PR #817, opened 2019-04-18
chore: remove unnecessary dependencies

sohkai:
cc @facuspagnuolo 

Hopefully this will get travis to run a bit faster with a lighter cache. Might be some other cache improvements we can make... somehow the cache on travis is yuge at 16GB:

Screen Shot 2019-04-18 at 9 22 53 AM

### DIFF
--- a/apps/agent/package.json
+++ b/apps/agent/package.json
@@ -36,12 +36,10 @@
     "@aragon/test-helpers": "^1.1.0",
     "eth-gas-reporter": "^0.1.1",
     "ethereumjs-util": "^6.1.0",
-    "solidity-coverage": "0.5.11",
     "solium": "^1.2.3",
     "truffle": "4.1.14",
     "truffle-extract": "^1.2.1",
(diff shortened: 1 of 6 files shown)


apps/agent/package.json
```diff
@@ -36,12 +36,10 @@
     "@aragon/test-helpers": "^1.1.0",
     "eth-gas-reporter": "^0.1.1",
     "ethereumjs-util": "^6.1.0",
-    "solidity-coverage": "0.5.11",
     "solium": "^1.2.3",
     "truffle": "4.1.14",
     "truffle-extract": "^1.2.1",
-    "web3-eth-abi": "^1.0.0-beta.38",
-    "webpack": "3.10.0"
```
sohkai: We used to have to pin webpack because the frontends relied on it and somehow there were version clashes with ganache (or something weird), but we've since moved to parcel and nothing should rely on webpack now.

Issue #809, opened 2019-04-17
Finance: Date range filter selection shouldn't be applied by default 


dizzypaty:
As a user, I want to be able to select a date range to export my Finance app transfers. 

* Date range should be deselected by default displaying the following hint text: ‘Start date’ and ‘End date’, until user makes a date selection.
* We should indicate today’s date and open the calendar on the current month 
* We should include an Apply and Clear buttons, that removes the current date range selection

dizzypaty:
## Large form factor

<img width="1366" alt="WebApp-1366px - Finance main view" src="https://user-images.githubusercontent.com/7205369/56952372-824efa80-6b3a-11e9-9927-1fa64507a95a.png">

<img width="1366" alt="WebApp-1366px - Finance main view-2" src="https://user-images.githubusercontent.com/7205369/56952402-94c93400-6b3a-11e9-9498-71258dad788a.png">


<img width="1366" alt="WebApp-1366px - Finance main view-1" src="https://user-images.githubusercontent.com/7205369/56952410-9b57ab80-6b3a-11e9-8fa3-10630213566e.png">


<img width="1366" alt="WebApp-1366px - Finance main view-3" src="https://user-images.githubusercontent.com/7205369/56952416-9dba0580-6b3a-11e9-9482-edeede545df9.png">

### Small form factor 
<img width="320" alt="Mobile" src="https://user-images.githubusercontent.com/7205369/56952424-a0b4f600-6b3a-11e9-9ec7-e5caa51e02c1.png">
<img width="320" alt="Mobile-1" src="https://user-images.githubusercontent.com/7205369/56952423-a01c5f80-6b3a-11e9-8d03-efa6153741c9.png">


[Figma files](https://www.figma.com/file/Ffxzu9CDt8KWluyYOVELUnNW/0.7-Usability-testing-issues?node-id=18%3A200)

AquiGorka:
@dizzypaty for mobile/reponsive do we show two sets of `clear`/`apply` buttons?

dizzypaty:
@AquiGorka 

> For mobile/responsive do we show two sets of clear/apply buttons? 

No, only one

> And two titles? with two calendars? Or is it one calendar? 

Just one calendar, full screen 

> If it is one calendar is there a reference to which date (start or end) is the user choosing?

[...]

PR #819, opened 2019-04-22
Finance: date filters remove default selection

AquiGorka:
These changes:

- Placeholder for dates: `--/--/----`
- When no range is selected today's date is used as placeholder for `endDate`
- When `startDate` is selected but no `endDate`, then `endDate` uses the placeholder
- Date range filter is applied when the user clicks outside of the date range picker instead of when clicking on dates as before
- Modified today's border to main color
- Uses monospaced font so that placeholder uses same char width as actual dates and uses `ch` units to define container's size

Refs: #809 and https://github.com/aragon/aragon-apps/pull/767#discussion_r274326591

### DIFF
--- a/apps/finance/app/src/components/DateRange/DateRangeInput.js
+++ b/apps/finance/app/src/components/DateRange/DateRangeInput.js
@@ -15,6 +15,8 @@ import IconCalendar from './Calendar'
 import TextInput from './TextInput'
 import DatePicker from './DatePicker'
 
+const DATE_PLACEHOLDER = '--/--/----'
+
 class DateRangeInput extends React.PureComponent {
   state = {
     showPicker: false,
@@ -31,7 +33,7 @@ class DateRangeInput extends React.PureComponent {
 
     return isDate(startDate)
       ? formatDate(startDate, this.props.format)
-      : '--/--/----'
+      : DATE_PLACEHOLDER
   }
 
   get formattedEndDate() {
@@ -41,7 +43,7 @@ class DateRangeInput extends React.PureComponent {
     return isDate(endDate)
       ? formatDate(endDate, format)
       : startDate
-      ? '--/--/----'
+      ? DATE_PLACEHOLDER
       : formatDate(new Date(), format)
   }
 
@@ -116,6 +118,7 @@ class DateRangeInput extends React.PureComponent {
           adornment={icon}
           adornmentPosition="end"
           height={39}
+          placeholder=""
         />
         {this.state.showPicker && (
           <StyledDatePickersContainer>
--- a/apps/finance/app/src/components/DateRange/DateRangeInput.js
+++ b/apps/finance/app/src/components/DateRange/DateRangeInput.js
@@ -158,7 +158,7 @@ const StyledContainer = styled.div`
 
 const StyledTextInput = styled(TextInput)`
   width: 28ch;
-  fontfamily: ${font({ monospace: true })};
+  ${font({ monospace: true })};
 `
 
 const StyledDatePickersContainer = styled.div`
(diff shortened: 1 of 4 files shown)


apps/finance/app/src/components/DateRange/DateRangeInput.js
```diff
@@ -153,7 +157,8 @@ const StyledContainer = styled.div`
 `
 
 const StyledTextInput = styled(TextInput)`
-  width: 13rem;
+  width: 28ch;
+  fontfamily: ${font({ monospace: true })};
```
bpierre:
```suggestion
  ${font({ monospace: true })};
```

apps/finance/app/src/components/Transfers.js
```diff
@@ -200,12 +199,14 @@ class Transfers extends React.PureComponent {
...
-              {formatDate(selectedDateRange.end)}) selection.{' '}
+              No transfers match your filter{' '}
+              {selectedDateRange.start &&
+                `and period (${formatDate(
+                  selectedDateRange.start
+                )} to ${formatDate(selectedDateRange.end)}) selection. `}
               {filtersActive && (
                 <a role="button" onClick={this.handleResetFilters}>
-                  Clear filters
+                  Clear filters
```
bpierre: I think we lost the ` ` (non-breaking space) here :-)

apps/finance/app/src/components/DateRange/DateRangeInput.js
```diff
@@ -29,13 +29,20 @@ class DateRangeInput extends React.PureComponent {
...
-    const { endDate } = this.state
-
-    return isDate(endDate) ? formatDate(endDate, this.props.format) : ''
+    const { endDate, startDate } = this.state
+    const { format } = this.props
+
+    return isDate(endDate)
+      ? formatDate(endDate, format)
+      : startDate
+      ? '--/--/----'
```
bpierre: I wonder if we could do something so that screen readers don’t hear “dash-dash-slash-dash-dash…”? :thinking: Probably not a great solution, but maybe using `placeholder` with an empty value could help some readers to know that the field is empty, making it easy to skip the placeholder?

AquiGorka: I added this dashes to keep the input like this:
image

Instead of:
image

Added the empty placeholder as suggested.
The thing is that if only one date is selected then the dashes fill in to keep char width. How do screen readers behave with empty spaces? (Do they read "space-space-space...")

bpierre: Ah yes, I forgot it was the same field for both… empty spaces shouldn’t be read no, do you see a solution using spaces?

Otherwise I think we can keep it how it was for now (everything in `value`), and, when we’ll move it to aragonUI, we’ll use an element on top of the input to ensure that it’s only seen as a visual thing.

AquiGorka: `const DATE_PLACEHOLDER = '          '`

image

AquiGorka: I do think the dashes are more helpful and agree we can figure out a solution when implementing in `aragonUi`

AquiGorka: @bpierre the last commit (https://github.com/aragon/aragon-apps/pull/819/commits/96b23408f2cd62dd9d26c5402e39bd506d8bed7b) uses placeholder instead of value when either value is missing and value when it has both. Let me know if this ok and if so, can I get your approve to merge?

bpierre: Sorry I forgot to approve, done!

AquiGorka:
> I think this might get potentially confusing, but let's see how it is with users

@sohkai hmm, yeah, but if it is not done this way then the input appears to have 2 dates selected (start and end) but the period filter is not really being applied.

Let's see how it plays out and I can always come back and iterate on it.

PR #822, opened 2019-04-25
feat(Payroll): small SLOAD optimizations to _transferTokensAmount()

sohkai:
This should avoid a few unnecessary `SLOAD`s that result to the same state.

PR #823, opened 2019-04-25
Payroll: clarify how rates are handled and add unit tests

facuspagnuolo:
Adding unit tests to ensure how rates handling in payroll (cc https://github.com/aragon/aragon-apps/pull/821). I also rolled back the last change we did to the PPF request to confirm it was working properly.


future-apps/payroll/test/helpers/set_token_rates.js
```diff
@@ -11,8 +11,8 @@ module.exports = web3 => {
   return async function setTokenRates(feed, denominationToken, tokens, rates, when = undefined) {
     if (!when) when = await feed.getTimestampPublic()
 
-    const bases = tokens.map(token => typeof(token) === 'object' ? token.address : token)
-    const quotes = tokens.map(() => typeof(denominationToken) === 'object' ? denominationToken.address : denominationToken)
+    const quotes = tokens.map(token => typeof(token) === 'object' ? token.address : token)
+    const bases = tokens.map(() => typeof(denominationToken) === 'object' ? denominationToken.address : denominationToken)
```
izqui: We shouldn't be inverting the base and quote here as when setting the rates in PPF the `denominationToken` (USD) will be the quote.

izqui: Nvm, I thought this was being used in the `Payroll_rates` test

future-apps/payroll/test/contracts/Payroll_rates.test.js
```diff
@@ -0,0 +1,142 @@
...
+        const previousETH = await web3.eth.getBalance(employee)
+        const previousDAI = await DAI.balanceOf(employee)
+        const previousANT = await ANT.balanceOf(employee)
+
+        const { tx, receipt } = await payroll.payday(PAYMENT_TYPES.PAYROLL, 0, { from: employee })
+        const { gasPrice } = await web3.eth.getTransaction(tx)
+        const txCost = gasPrice.mul(receipt.gasUsed)
+
+        const currentETH = await web3.eth.getBalance(employee)
+        assert.equal(currentETH.minus(previousETH).plus(txCost).toString(), 6, 'expected current ETH amount does not match')
```
sohkai: Here and elsewhere, let's comment how we got to the expected payout number (e.g. `120s * 1usd/s / 20eth/usd == 6eth`)

future-apps/payroll/test/contracts/Payroll_rates.test.js
```diff
@@ -0,0 +1,142 @@
...
+
+    USD = '0x0000000000000000000000000000000000000001'
+    ETH = '0x0000000000000000000000000000000000000000'
+    await finance.deposit(ETH, bn(50, 18), 'Initial ETH deposit', { from: owner, value: bn(50, 18) })
+
+    DAI = await deployErc20TokenAndDeposit(owner, finance, 'DAI', TOKEN_DECIMALS)
+    ANT = await deployErc20TokenAndDeposit(owner, finance, 'ANT', TOKEN_DECIMALS)
+  })
+
+  beforeEach('initialize payroll app with USD as denomination token', async () => {
```
sohkai: Let's cover our bases and also add some tests for when the Payroll app is initialized with ETH as its denomination token (as the next most probable use case outside of fiat/DAI denomination token).

For this case, let's also use the denomination as the base pricefeed token to test the "non-inverse" case where the org's denomination token matches the pricefeed's base token.

facuspagnuolo:
@izqui @sohkai as you can see in https://github.com/aragon/aragon-apps/pull/823/commits/a9f3a0701900cbbd9b72faed4be48740b5b71583, I changed transfer amount [formula](https://github.com/aragon/aragon-apps/pull/823/commits/a9f3a0701900cbbd9b72faed4be48740b5b71583#diff-9d7adaffbcce19867f027a983a30bcc7R697) we were using in the contract. I think the previous one was wrong, and that's why using an inverse rate was working fine. The amount to be transferred must be in the allowed token units [AT], the owed amount is in denomination token units [DT], and the rate is fetched using the denomination token as the quote which is in [DT/AT], then we should divide the owed amount by the rate instead of multiplying it.

Besides that, I did some more tweaks to change all the test suite to use a real denomination token (USD) with real salaries amount.

future-apps/payroll/test/contracts/Payroll_rates.test.js
```diff
@@ -38,12 +37,338 @@ contract('Payroll rates handling,', ([owner, employee]) => {
...
+  })
+
+  context('when the denomination token is ETH', async () => {
+    beforeEach('initialize payroll app', async () => {
+      ({ payroll, priceFeed } = await createPayrollAndPriceFeed(dao, payrollBase, owner, NOW))
+      await payroll.initialize(finance.address, ETH, priceFeed.address, RATE_EXPIRATION_TIME, { from: owner })
+    })
+
+    beforeEach('set rates and allow tokens', async () => {
+      await setTokenRate(priceFeed, DAI, ETH, DAI_RATE.div(ETH_RATE)) // 0.050 ETH
```
sohkai: What do you think about keeping the base token in the price feed as `ETH`? I think this would be a better test since we've already covered the "inverse" case above with USD being the quote token in the price feed.

future-apps/payroll/test/contracts/Payroll_gas_costs.test.js
```diff
@@ -1,74 +1,59 @@
...
+        await payroll.determineAllocation([DAI.address], [100], { from: employee })
         const { receipt: { cumulativeGasUsed: employeePayoutGasUsed } } = await payroll.payday(PAYMENT_TYPES.PAYROLL, 0, { from: employee })
 
-        await payroll.determineAllocation([denominationToken.address, erc20Token1.address, erc20Token2.address], [65, 25, 10], { from: anotherEmployee })
+        await payroll.determineAllocation([DAI.address, ANT.address], [60, 40], { from: anotherEmployee })
         const { receipt: { cumulativeGasUsed: anotherEmployeePayoutGasUsed } } = await payroll.payday(PAYMENT_TYPES.PAYROLL, 0, { from: anotherEmployee })
 
         const gasPerAllowedToken = anotherEmployeePayoutGasUsed - employeePayoutGasUsed
-        assert.isBelow(gasPerAllowedToken, 280000, 'payout gas cost increment per allowed token should be ~270k')
+        assert.isBelow(gasPerAllowedToken, 295000, 'payout gas cost increment per allowed token should be ~295k')
```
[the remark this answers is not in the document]
sohkai: Ah no, just ran these tests with and without #822 and it looks like it's the formula change.

facuspagnuolo:
> It's subtle, but the first case with multiplication is a lot more clear to me.
It is and it was to me, but I thought we were also really sure that the PPF was always being used using the denomination token as quote.

future-apps/payroll/test/contracts/Payroll_gas_costs.test.js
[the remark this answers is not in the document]
facuspagnuolo: yea, I think so... it actually increased to 289, but I wanted to extend the threshold a bit to avoid changing these tests to much

future-apps/payroll/test/contracts/Payroll_rates.test.js
facuspagnuolo: sure, I think it make sense :)

PR #825, opened 2019-04-26
Fix voting displayed percent

AquiGorka:
Ref: fixes https://github.com/aragon/aragon/issues/742

The error came from [this line](https://github.com/aragon/aragon-apps/blob/master/apps/voting/app/src/math-utils.js#L95): the check was not `break`ing because `(0.55 * 100 * 100) % 1  = 9.094947017729282e-13` (even though `(0.55 * (100 * 100)) % 1 = 0`).

Applied the function that is being used in the survey app and added local tests for voting.
As discussed with @bpierre we need to add a `shared/common` library for all the apps.

### DIFF
--- a/apps/voting/app/src/math-utils.js
+++ b/apps/voting/app/src/math-utils.js
@@ -1,3 +1,5 @@
+import BN from 'bn.js'
+
 /**
  * Format numbers for a given number of decimal places
  *
@@ -37,7 +39,7 @@ export function formatNumber(num, decimals = 2, { truncate = true } = {}) {
 }
 
 export function percentageList(values, digits = 0) {
-  return scaleValuesSet(values, digits)
+  return scaleBNValuesSet(values).map(value => value.toNumber())
 }
 
 /**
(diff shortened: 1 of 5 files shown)


apps/voting/app/src/math-utils.js
```diff
@@ -61,44 +63,99 @@ export function safeDiv(num, denom) {
...
-// will be exactly `total`.
-export function scaleValuesSet(values, digits = 0, total = 100) {
-  const digitsMultiplicator = Math.pow(10, digits)
+// Scale to `total` a set of values summing to 1.
+// Note that the accuracy of `values` is constrained to a set amount of decimals, as BN.js doesn't
+// support decimal operations
+export function scaleBNValuesSet(
+  values = [],
+  total = new BN(100),
+  correctionLimit = 0.001
```
sohkai: What do you think about keeping the inputs and outputs to a single number type (normal JS numbers)? Mixing them up is invariably going to lead to a really bad time at some point or another, and for the purposes of this function, I think it's enough to completely abstract away the BN usage.

AquiGorka: Makes sense, there is a tradeoff:

image

sohkai: Hmm, just checked what we need this for and indeed sometimes we do use this to scale balances (e.g. creating a distribution over multiple vote options), so we do need to expose `total` as a BN.

Let's backtrack a bit... perhaps we can do the `.toNumber()` in `percentageList()` (since that should never use a different `total` than 100)?

AquiGorka: Better approach yes, thanks for the suggestion. Done.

____

--- Task description ---
Count the lines holding the word "readers" in this material. Reply with the number and nothing else.

--- Output of the task ---
2